What the exercise asks:
In the records, find each line where "observed" occurs, and copy it.

Working data:
Issue #61, opened 2020-11-10
Investigate unexpected resource disappearance


brandond:
We have observed an instance of a single Kubernetes resource unexpectedly disappearing from the apiserver. Due to lack of apiserver audit logs it is unclear if it was removed at the Kubernetes level by a client operation, or if it was somehow incorrectly deleted by compaction code. K3s logs do not show any errors during the period in which we suspect the object was removed.

The backend datastore was a two-node AWS RDS Aurora MySQL cluster running version `5.7.mysql_aurora.2.09.0`. K3s version was `k3s v1.18.10+k3s2`.

We need to do additional testing of multi-node database clusters to ensure that all operations are safe when multiple kine instances are connected to a database cluster. In initial review of the code does not turn up any remaining obviously unsafe operations. There were some questions about transaction safety of inserts, but an initial cursory review of the go-mysql code suggests that this should be safe to use the way we're using it.

gz#13317

MerlinDMC:
Interesting to see this popping up here as I'm in the process of trying to find the cause for our resource disappearance.
We however run Kubernetes 1.18 against a normal Etcd cluster and observed secrets, deployments and statefulsets getting terminated in the events stream during higher load on the API server and Etcd. (we replaced worker nodes and the scheduler started reassigning workloads)

That leaves me slightly worried now as that probably rules out our slightly older Etcd version and it might be in the API server 😞 

And while I'm here - thx for https://github.com/etcd-io/etcd/pull/11776 as that is currently blocking my test environment 😉

brandond:
@MerlinDMC if you've seen something similar on clusters running stock etcd that makes me feel slightly more optimistic that there isn't some weird issue with kine that's disappearing our resources out from underneath us.

MerlinDMC:
yes - but I was just about to try kine as a replacement to get rid of the problem 🤣

brandond:
Can you share any more details on what you were seeing? Was the apiserver actually deleting things from etcd? How were you monitoring the issue?

MerlinDMC:
I was monitoring status of the deployments via `kubectl get --all-namespaces events -w`. At some point during the rollout of our services to new nodes (roughly 1000 pods) I did see terminations for a lot of deployments in the event stream.

I'm not sure yet if the apiserver did issue those deletes or if it did read keys from Etcd and didn't get all the data back. No person however did issue deletes.

I'm trying to get a test scenario up that has the same application load so we can try to forcefully get into the same issue again and collect more data.

[...]

PR #62, opened 2020-11-13
Fix bad check in compact query

brandond:
* Fix issue where compact_rev_key was protected from deletion, instead
  of the row it points to. Honestly we should have stored the
  compact_rev marker in the value instead of the prev_revision
  column. (#61)

Test:
1. Run kine for k3s with external DB: `k3s --debug server --datastore=mysql://X`
1. Wait for compaction message to appear in log output - something like `level=debug msg="COMPACT deleted 0 rows from 3 revisions in 2.484763ms - compacted to 3/1745"`
1. Stop k3s+kine
1. Run query: `SELECT id, name FROM kine WHERE name = "/registry/health";`
1. Run query: `UPDATE kine SET prev_revision = 1 WHERE name = 'compact_rev_key';` - use the ID from the previous step instead of `1` if it was different.
1. Start k3s; wait for compaction message to appear in log output
1. Run query: `SELECT id, name FROM kine WHERE name = "/registry/health"`
1. Confirm that /registry/health entry still present with the same ID

### DIFF
--- a/pkg/drivers/mysql/mysql.go
+++ b/pkg/drivers/mysql/mysql.go
@@ -74,6 +74,7 @@ func New(ctx context.Context, dataSourceName string, tlsInfo tls.Config, connPoo
 			SELECT kp.prev_revision AS id
 			FROM kine AS kp
 			WHERE
+				kp.name != 'compact_rev_key' AND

Finished exercise:
We have observed an instance of a single Kubernetes resource unexpectedly disappearing from the apiserver. Due to lack of apiserver audit logs it is unclear if it was removed at the Kubernetes level by a client operation, or if it was somehow incorrectly deleted by compaction code. K3s logs do not show any errors during the period in which we suspect the object was removed.
We however run Kubernetes 1.18 against a normal Etcd cluster and observed secrets, deployments and statefulsets getting terminated in the events stream during higher load on the API server and Etcd. (we replaced worker nodes and the scheduler started reassigning workloads)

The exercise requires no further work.